Queen Mary University of London: New research shows ethnicity and deprivation are independently associated with dementia risk
Scientists believe that ethnicity may affect dementia risk because of its impact on other risk factors like vascular diseases, access to health services, racism and socioeconomic deprivation. However, most dementia research involves relatively affluent people of White European ancestry, so existing evidence can’t unpick the risks facing different groups. This new research is the first to adequately represent a diverse UK population, studying more than a million people across London’s East End.
Queen Mary researchers funded by a grant from Barts Charity analysed a decade of primary care data, comparing medical records from 4,137 people with dementia to those from 15,754 people of similar age without dementia. While investigating whether dementia was more common among people from ethnic minority groups or socioeconomically deprived areas, they also looked at whether the disease could be explained by other clinical risk factors and health behaviours.
The study found around 1 in 10 cases of dementia were linked to ethnicity, and a similar number to socioeconomic deprivation (population attributable risks of 9.7% and 11.7% respectively) – even after adjusting for modifiable risk factors like smoking, weight and vascular health. Stressful and traumatic life events have been linked to dementia, so it’s thought that issues like racism and poverty-induced stress could play a role in raising the risk of the disease among these groups.
Black and South Asian people were more likely to develop dementia than their White counterparts (odds ratios of 1.43 and 1.17 respectively) and were likely to be diagnosed at an earlier age (0.7 and 0.55 respectively). People living in more socioeconomically deprived areas also faced higher risks, with dementia twice as common in the poorest group compared with the most affluent (based on 10 deciles in the English indices of deprivation).

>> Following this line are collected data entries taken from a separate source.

PR #92, opened 2016-01-29
Fix fingerprint bug - don't use num occurrences

ABaldwinHunter:
Using the number of occurrences of duplicated code as a unique
identifier of the issue makes the fingerprint non-deterministic
with respect to a given issue at a site of the duplicated code.

Opting to use checkname instead.

Fixes false positives in PR comparisons: https://codeclimate.com/repos/569fa9e70c40f068790031e2/pull/3#duplication

cc @codeclimate/review

### DIFF
--- a/lib/cc/engine/analyzers/violation.rb
+++ b/lib/cc/engine/analyzers/violation.rb
@@ -86,7 +86,7 @@ module CC
           digest << "-"
           digest << current_sexp.mass.to_s
           digest << "-"
-          digest << occurrences.to_s
+          digest << check_name
           digest.to_s
         end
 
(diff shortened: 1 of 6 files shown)


GordonDiggs:
LGTM

lib/cc/engine/analyzers/violation.rb
```diff
@@ -86,7 +86,7 @@ def fingerprint
           digest << "-"
           digest << current_sexp.mass.to_s
           digest << "-"
-          digest << occurrences.to_s
+          digest << check_name
```
wfleming: Classic also uses the type of the sexp's root node, I think. That's an extra piece of info to make the fingerprint more unique that may be worth adding.

PR #93, opened 2016-02-01
Handle Open3 returning a nil status

pbrisbin:
Customers are experiencing this in production. It results in an engine error
output of:

    NoMethodError: undefined method `success?' for nil:NilClass
        block in run at /usr/src/app/lib/cc/engine/analyzers/command_line_runner.rb:18

The included spec reproduces this error.

It's unclear what circumstances lead to this, but removing the NoMethodError
will at least let the engine's stderr come through, which we can then debug and
address thereafter.

/cc @codeclimate/review

I also added basic spec coverage before beginning, as its own commit.

### DIFF
--- a/lib/cc/engine/analyzers/command_line_runner.rb
+++ b/lib/cc/engine/analyzers/command_line_runner.rb
@@ -15,6 +15,9 @@ module CC
         def run(input)
           Timeout.timeout(timeout) do
             out, err, status = Open3.capture3(command, stdin_data: input)
+
+            status ||= handle_open3_race_condition(out)
+
             if status.success?
               yield out
             else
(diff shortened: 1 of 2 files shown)


lib/cc/engine/analyzers/command_line_runner.rb
```diff
@@ -15,10 +15,11 @@ def initialize(command, timeout = DEFAULT_TIMEOUT)
         def run(input)
           Timeout.timeout(timeout) do
             out, err, status = Open3.capture3(command, stdin_data: input)
-            if status.success?
+            if status && status.success?
               yield out
             else
-              raise ::CC::Engine::Analyzers::ParserError, "`#{command}` exited with code #{status.exitstatus}:\n#{err}"
+              exitstatus = status && status.exitstatus
+              raise ::CC::Engine::Analyzers::ParserError, "`#{command}` exited with code #{exitstatus}:\n#{err}"
```
GordonDiggs: Should this be `exitstatus.inspect` so that we get the `nil` explicitly printed?

wfleming:
FWIW I looked into this a bit a while back & from my notes, I believed this wasn't actually a failure case, but a race condition: the `Open3` code internally uses `Process.detach` to get the wait thread, which returns `nil` if the pid given to it is not a valid pid. So my guess was that the parser ran & exited so quickly that by the time `detach` was called it didn't exist anymore. But it may very well have ran successfully.

My thinking was we should move away from `open3` and use the same posix spawn gem patterns we do elsewhere (if it's not reliant on C bindings).

pbrisbin:
I'll happily move to `POSIX::Spawn`, will ping when ready for re-review.

pbrisbin:
Changed, squashed, and commit message updated. Ready for re-review.

wfleming:
LGTM.

pbrisbin:
Had to go back to the original implementation because posix-spawn's not supported on JRuby.

Please see the last commit for a detailed message: https://github.com/codeclimate/codeclimate-duplication/commit/ca5d18723fd53da9d65a0cee1cf55132cba7431f

wfleming:
I'm cool with it.

PR #94, opened 2016-02-01
Update penalty algorithm for PHP and JavaScript

ABaldwinHunter:
Bug fix to make penalty calculation harsher. Matches classic.

Refactor methods and defaults to make use of base class.

Additional tuning of threshold (and `per_overage_points` values) for PHP and JavaScript to come. 

On classic, base = 1_500_000, per = 50_000, for both.
For now, I made per_point value proportional to threshold.

An important consequence of this change is that grades will drop. 

@codeclimate/review

### DIFF
--- a/lib/cc/engine/analyzers/javascript/main.rb
+++ b/lib/cc/engine/analyzers/javascript/main.rb
@@ -16,7 +16,7 @@ module CC
           ]
           LANGUAGE = "javascript"
           DEFAULT_MASS_THRESHOLD = 40
-          BASE_POINTS = 3000
+          POINTS_PER_OVERAGE = 30_000
 
           private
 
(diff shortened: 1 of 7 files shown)


lib/cc/engine/analyzers/javascript/main.rb
```diff
@@ -16,7 +16,7 @@ class Main < CC::Engine::Analyzers::Base
           ]
           LANGUAGE = "javascript"
           DEFAULT_MASS_THRESHOLD = 40
-          BASE_POINTS = 3000
+          POINTS_PER_OVERAGE = 30_000
```
pbrisbin: Why is this necessary to do, in addition to just fixing the equation(s)?

ABaldwinHunter: The points per overage vary by language (roughly a function of mass_threshold / granularity of node parsing).

Since the BASE_POINTS and the formula are the same, they can be refactored to live in the Base Class.

pbrisbin:
LGTM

Researchers acknowledge the study is limited by lack of data on some dementia risk factors, such as education and air pollution. However, studying a single geographical region is likely to have reduced confounding by environmental factors; it’s also unlikely that education could explain the difference in dementia cases, as research has only found this to be a risk factor when people have no secondary education at all, which is only the case for 0.2% of UK adults.
Phazha Bothongo, who led the study at Queen Mary’s Wolfson Institute of Population Health, explained: “These results show that ethnicity and area deprivation in East London are independently associated with dementia – and, crucially, this effect may not be attributable to other risk factors. Further study is needed to unpick the underlying mechanisms by which ethnicity and deprivation confer this increased risk of dementia, so that efforts to prevent the disease can be applied across ethnic and socioeconomic boundaries.”
Dr Charles Marshall, honorary consultant neurologist at Queen Mary and senior author of the study, continued: “This research highlights a need to prioritise dementia prevention strategies in diverse and deprived populations, where previously the focus has been on modifiable risk factors. Our findings suggest there may be relatively modest benefits in targeting established modifiable risk factors, but we could potentially prevent a greater proportion of cases by targeting any modifiable factors underlying the increased risk attributable to ethnicity and deprivation.”